The following example uses the podset-group-name annotation to ensure that the Leader and all Workers are scheduled within the same rack (represented by the cloud.provider.com/topology-rack label).

apiVersion: leaderworkerset.x-k8s.io/v1
kind: LeaderWorkerSet
metadata:
  name: nginx-leaderworkerset
  labels:
    app: nginx
    kueue.x-k8s.io/queue-name: tas-user-queue
spec:
  replicas: 2
  leaderWorkerTemplate:
    leaderTemplate:
      metadata:
        annotations:
          # Require leader to be in the topology domain
          kueue.x-k8s.io/podset-required-topology: "cloud.provider.com/topology-rack"
          # Identify the group to ensure co-location with workers
          kueue.x-k8s.io/podset-group-name: "lws-group"
      spec:
        containers:
        - name: nginx-leader
          image: registry.k8s.io/nginx-slim:0.27
          resources:
            requests:
              cpu: "100m"
          ports:
          - containerPort: 80
    size: 3
    workerTemplate:
      metadata:
        annotations:
          # Require workers to be in the same topology domain
          kueue.x-k8s.io/podset-required-topology: "cloud.provider.com/topology-rack"
          # Identify the group to ensure co-location with leader
          kueue.x-k8s.io/podset-group-name: "lws-group"
      spec:
        containers:
        - name: nginx-worker
          image: registry.k8s.io/nginx-slim:0.27
          resources:
            requests:
              cpu: "200m"
              nvidia.com/gpu: "1"
          ports:
          - containerPort: 80

When replicas is greater than 1 (as in the example above where replicas: 2), the topology constraints apply to each replica individually. This means that for each replica, the Leader and its Workers will be co-located in the same topology domain (e.g., rack), but different replicas may be assigned to different topology domains.

Multikueue

Check MultiKueue for details on running LeaderWorkerSets in MultiKueue environment.

Troubleshooting

For general troubleshooting guidance, see the Kueue troubleshooting guide.
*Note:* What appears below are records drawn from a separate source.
PR #472, opened 2017-04-20
Add sensible defaults to some numeric columns in SQL

spacefrogg:
The following numbers a calculated with in the web frontend, they
 should, thus, have default values.

 BuildSteps.timesBuilt is compared against 0 in `built.tt`.

 BuildProducts.fileSize is converted from bytes to megabytes in
 `product-list.tt`.


dtzWill:
Is this still relevant? If so please consider resolving the conflicts.  Thanks!

PR #474, opened 2017-04-21
Make all content of rotated table header clickable

zraexy:
Currently if you have multiple rotated table headers in succession, the top part of the `<div>` that holds the content (the link) gets covered up by the next header.


zraexy:
Would it be possible to get this merged?

grahamc:
Tested, LGTM

PR #491, opened 2017-06-27
hydra-module.nix: restart daemons on config change

domenkozar:
TODO: port to nixpkgs as well


edolstra:
BTW, I thought `hydra-queue-runner` had `restartIfChanged = false` to prevent restarting builds during reconfigurations, but that turns out to be hydra.nixos.org specific (https://github.com/NixOS/nixos-org-configurations/blob/master/delft/hydra.nix#L58).

PR #492, opened 2017-07-04
Add BitBucket plugin

Chakerbh:
This plugin will post to the build status system in BitBucket. In order
to use it you need to add to **ExtraConfig**
```
<bitbucket>
username = bitbucket_username
password = bitbucket_password
</bitbucket>
```
You can use an [application password]( https://blog.bitbucket.org/2016/06/06/app-passwords-bitbucket-cloud/) instead of your password. Or you could also use team name and API key.


edolstra:
If I understand this correctly, this will post a build status to every jobset input in Bitbucket. For jobsets that have lots of different Bitbucket inputs, this is probably not desirable - you only want to notify the "main" input, and not spam the dependencies. Maybe the `emailResponsible` field can be borrowed for this purpose? I.e. only do jobset inputs that have the `emailResponsible` field enabled.

PR #497, opened 2017-07-26
queue-monitor: never move lastBuildId forward without processing jobs.

dtzWill:
Touchup for fix made in dc5e0b120aac06f1c46bcf0296d14775d72c2354.

Notifications about jobs added shouldn't cause lastBuildId to advance, only to re-scan for possibly missed jobs.

lastBuildId should only advance due to jobs being processed, so take the minimum of the two instead.


dtzWill:
Switch to `std::stoul` and such is an attempt to be slightly nicer about the integer types but things will probably go bad if we get an unexpected value here anyway :).

edolstra:
Thanks, good catch!

PR #498, opened 2017-07-26
Hydra status datadog timeboard

AmineChikhaoui:


dd-dashboard.nix
```diff
@@ -0,0 +1,161 @@
+{
+  host
+, appKey
+, apiKey
+, ...
+}:
+{
+  resources.datadogTimeboards.dash = {
+    inherit appKey apiKey;
+    description = "Hydra build farm status (hydra.nixos.org)";
```
edolstra: I guess `hydra.nixos.org` should be `${host}`.

AmineChikhaoui: Depends on the hostname, in this case chef I think

PR #516, opened 2017-11-04
hydra-update-jobset cli utility

globin:
For the hydra PR testing I need a CLI utility to create and update them as there is no other API to that.
This might need some clean-up, I have no idea of perl and props to @LnL7 for the initial implementation.

- nixpkgs PR at: https://github.com/NixOS/nixpkgs/pull/31255
- nixborg code at: https://github.com/mayflower/nixborg (to be moved to the NixOS org if implementation is accepted)
- RFC upcoming


globin:
ping @edolstra

PR #520, opened 2017-12-05
hide disabled jobsets by default.

AmineChikhaoui:


dtzWill:
oh, YAY! Nice QoL improvement :+1:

Long LeaderWorkerSet names

By default, Kueue stores the pod-group identifier in the kueue.x-k8s.io/pod-group-name label, which inherits Kubernetes' 63-character label value limit. Because Kueue derives this value by appending a group suffix to the LeaderWorkerSet name, the effective LWS name limit is 39 characters.
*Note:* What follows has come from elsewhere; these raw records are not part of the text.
PR #1328, opened 2023-12-18
Document the `store_uri` parameter by way of example

JackKelly-Bellroy:
It took me far too long to find out how to do this properly, so I'm writing it down for posterity. If you want to start a configuration reference page in the docs, I'm happy to do some of that in this PR.


Ericson2314:
Thank you! That was a glaring omission.

PR #1329, opened 2023-12-24
Clean up `std::optional` dereferencing in the queue runner

Ericson2314:
Instead of doing this partial operation a number of times, assert (with a comment, get a reference to the thing inside, and use that just once. (This refactor was done twice, "just once" for each time.)


Ericson2314:
This will also shrink the diff for https://github.com/NixOS/hydra/pull/1316, which is my main motivation.

PR #1335, opened 2024-01-11
api: fix /eval/X/builds requiring 5*len(builds)+1 SQL queries

delroth:
Prefetch related tables that get fetched as part of serialization to JSON. Drop the `jobsetevals` field since making it efficient is trickier (due to not using DBIx native relationships but instead a many_to_many through a custom table). There is likely a way we could keep it and make it efficient, but I'm not fluent enough in DBIx to know.

-----

More context in https://github.com/NixOS/nixos-org-configurations/issues/270 . This used to """""work""""" (painfully inefficiently) but stopped working once the hydra.nixos.org got moved to a separate machine, inducing higher latency costs for each of the hundreds of thousands of SQL queries that need to run to generate the JSON output for this API endpoint.


delroth:
Tested on hydra.nixos.org, fetching /builds for haskell-updates eval ID 1798805.

Without change: times out after 15min.
With change: 2min23

Still too slow / too much data for a nixpkgs/trunk eval unfortunately.

Ericson2314:
The `jobsetevals` part I am not sure how to judge. The #1093 folllow-up part definitely seems good. The `prefetch` part is probably fine too but I don't know this DBX thing :)

Ma27:
> The prefetch part is probably fine too but I don't know this DBX thing :)

Tried this out on my personal instance with query log being activated and that works fine :+1:

mweinelt:
Breaks the nixos-channel-scripts which depends on `jobsetevals` field.

https://github.com/NixOS/nixos-channel-scripts/blob/master/mirror-nixos-branch.pl#L103

PR #1346, opened 2024-01-25
Clean up the flake/build in a a few ways

Ericson2314:
Nix has done corresponding things already. The motivation is the same.

- Split out `package.nix`, which should closely match what Nixpkgs contains.
- Use `fileset` library to filter sources to avoid rebuilds
- Clean up deps (`strictDeps`, `check*Inputs`)
- Create hydra job for build without tests (make sure we have our check vs unconditional deps right)
- Move NixOS modules out of `flake.nix`, have them be referenced by `flake.nix`
- `.gitignore` `result-*` too


package.nix
```diff
@@ -0,0 +1,277 @@
...
+        DBDPg
+        DBDSQLite
+        DigestSHA1
+        EmailMIME
+        EmailSender
+        FileLibMagic
+        FileSlurper
+        FileWhich
+        # Not Perl
+        nix.perl-bindings
```
SuperSandro2000, line 96:
```suggestion
        nix.perl-bindings
        # Not Perl
```

package.nix
```diff
@@ -0,0 +1,277 @@
...
+    ]);
+  };
+
+  strictDeps = true;
+
+  nativeBuildInputs = [
+    makeWrapper
+    autoreconfHook
+    automake
+    libtool
```
SuperSandro2000, line 166:
```suggestion
```
already in autoreconfHook

SuperSandro2000:
> Split out `package.nix`, which should closely match what Nixpkgs contains.

We should try to sync them after this PR.

PR #1348, opened 2024-01-26
More CA derivations prep

Ericson2314:
Again, with care not to change the schema in any way.


Ericson2314:
These changes will have no effect when CA derivations are disabled.

PR #1352, opened 2024-01-26
Build: use `nix path-info` to test for build output availability

Ma27:
cc @dasj @Ericson2314 

Hacky workaround for https://github.com/NixOS/nix/issues/9859, but after I managed to fix the issue on my end, I decided I could still submit it against upstream.

------

When using the Perl bindings, this usually takes the wrong store, i.e. `auto` even if `store_uri` is a flat-file binary cache.

See also https://github.com/NixOS/nix/issues/9859

Using fork/exec here on purpose to make sure that the output of `nix path-info` isn't spammed into stderr. This could probably done with `system("foo &>/dev/null")`, but I didn't want to worry about shell injection issues then. And finally, I can't seem to silence STDERR for `system` with a list as argument. Not a Perl dev though, so not sure if there's a better way.

### DIFF
--- a/src/lib/Hydra/Controller/Build.pm
+++ b/src/lib/Hydra/Controller/Build.pm
@@ -71,6 +71,17 @@ sub findBuildStepByDrvPath {
 
 sub build :Chained('buildChain') :PathPart('') :Args(0) :ActionClass('REST') { }
 
+sub isValidPathNixCLI {
+    my $path = shift;
+    my $pid = fork();
+    if (!$pid) {
+        open STDERR, ">", "/dev/null";
+        exec "nix", "path-info", $path, "--store", getStoreUri();
+    }
+    waitpid $pid, 0;
+    return $? == 0;
+}
+
 sub build_GET {
     my ($self, $c) = @_;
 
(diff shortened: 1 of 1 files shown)


Ericson2314:
I don't quite understand the things you are saying in that issue, but I soon as well just add the missing functionality. We have a `nix-next` branch so we can try it out right away.

lheckemann:
Does this even work when using the nixos module? `hydra-server.service` doesn't seem to have nix on its `PATH`. I also wonder if this is an appropriate approach given the other ways in which the nix command could fail (`experimental-features = nix-command` missing?) and with no distinction drawn between that and the path not being valid.

Ma27:
It definitely works since I just realized I forgot to silence stdout and now I get paths printed to hydra-server's journal whenever I open a build view. Not sure why yet :upside_down_face: 

> could fail (experimental-features = nix-command missing?)

Fair. Should probably use a nix-* equivalent then :shrug:

Ericson2314:
I am looking at the perl binding stuff.

Ericson2314:
I made https://github.com/NixOS/nix/pull/9863 to generalize the Perl bindings so we can fix this the right way. It would be nice to replace this with PR against `nix-next` using that branch.

I think we can basically do a big `sed` to update Hydra: it's fine to call `openStore()` again and again (without an argument, that is) because there is caching.

Ma27:
Not the right solution to the problem. Closing.

Issue #1353, opened 2024-01-27
Git submodules not checked out in flake project, even with '?submodules=1' in flake uri.


RichardWarfield:
**Describe the bug**
Git submodules not checked out in flake project, even with '?submodules=1' in flake uri.

**To Reproduce**
A reproducing example is `proj2` [here](https://github.com/RichardWarfield/proj2) and has has [proj1](https://github.com/RichardWarfield/proj2) as a git submodule.  

Create a jobset with flake URI of `git+ssh://git@github.com/RichardWarfield/proj2?submodules=1`

**Expected behavior**
The job checks out the git repo with the required submodule and builds the project successfully

**Log**
```
Running phase: unpackPhase
unpacking source archive /nix/store/cadzicaa78vyvbdy1f7r4aqv1h4fiwnf-ijhnhy852xcxdb1qd8166gs4x3l9a4r3-source
source root is ijhnhy852xcxdb1qd8166gs4x3l9a4r3-source
Running phase: patchPhase
Running phase: updateAutotoolsGnuConfigScriptsPhase
Running phase: configurePhase
no configure script, doing nothing
Running phase: buildPhase
cc1: fatal error: ./proj1/src/hello_world.c: No such file or directory
compilation terminated.
```
**Hydra Server:**

- OS and version: [e.g. NixOS 24.05pre576254.ae5c332cbb58]
- Version of Hydra: 

```
[nix-shell:/etc/nixos]# hydra-server --version
/nix/store/pyh4fx1ak03nl96rawdka35a8y30v3pq-hydra-2023-12-24/bin/.hydra-server-wrapped
(Getopt::Long::GetOptions version 2.54; Perl version 5.38.2)
```

- Version of Nix Hydra is built against: 2.19.3
- Version of the Nix daemon

PR #1356, opened 2024-02-03
Workaround for fetching git submodules for flakes

RichardWarfield:
Workaround/fix for [1353](https://github.com/NixOS/hydra/issues/1353)

If a flake URI contains 'submodules=1' in the query part then any submodules should be fetched/initialized.

At present, hydra-eval-jobset uses the 'url' field of the flake metadata as the flake URI.  This URI is missing the 'submodules=1' query, which is present elsewhere in the metadata.

This PR appends "&submodules=1" if the flake metadata indicates submodules are used (specifically, if the resolved.submodules field is true).

### DIFF
--- a/src/script/hydra-eval-jobset
+++ b/src/script/hydra-eval-jobset
@@ -645,10 +645,16 @@ sub checkJobsetWrapped {
     if (defined $flakeRef) {
         (my $res, my $json, my $stderr) = captureStdoutStderr(
             600, "nix", "flake", "metadata", "--refresh", "--json", "--", $flakeRef);
+
         die "'nix flake metadata' returned " . ($res & 127 ? "signal $res" : "exit code " . ($res >> 8))
             . ":\n" . ($stderr ? decode("utf-8", $stderr) : "(no output)\n")
             if $res;
-        $flakeRef = decode_json($json)->{'url'};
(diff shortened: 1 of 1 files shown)


src/script/hydra-eval-jobset
```diff
@@ -645,10 +645,16 @@ sub checkJobsetWrapped {
...
             600, "nix", "flake", "metadata", "--refresh", "--json", "--", $flakeRef);
+
         die "'nix flake metadata' returned " . ($res & 127 ? "signal $res" : "exit code " . ($res >> 8))
             . ":\n" . ($stderr ? decode("utf-8", $stderr) : "(no output)\n")
             if $res;
-        $flakeRef = decode_json($json)->{'url'};
+        my $decoded = decode_json($json);
+        my $url = $decoded->{'url'};   # Doesn't have the &submodules=1, so add it back if needed
+        if ($decoded->{'resolved'}->{'submodules'}) {
+            $url = $url . "&submodules=1";
```
Ma27, line 655: Is it safe that each `$url` has a query param already (i.e. `?foo=bar`), otherwise the URL (`git+file://foo&submodules=1` e.g.) is probably invalid.

Ma27 (commented):
I think a testcase for that would be nice.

Enable the alpha WorkloadIdentifierAnnotations feature gate to store the identifier in an annotation instead, removing Kueue’s label-length constraint. With the feature gate enabled, the effective limit shifts to the upstream LWS constraint of 51 characters (see Unable to Create LWS Object with a Name Exceeding 51 Characters in the LWS troubleshooting guide).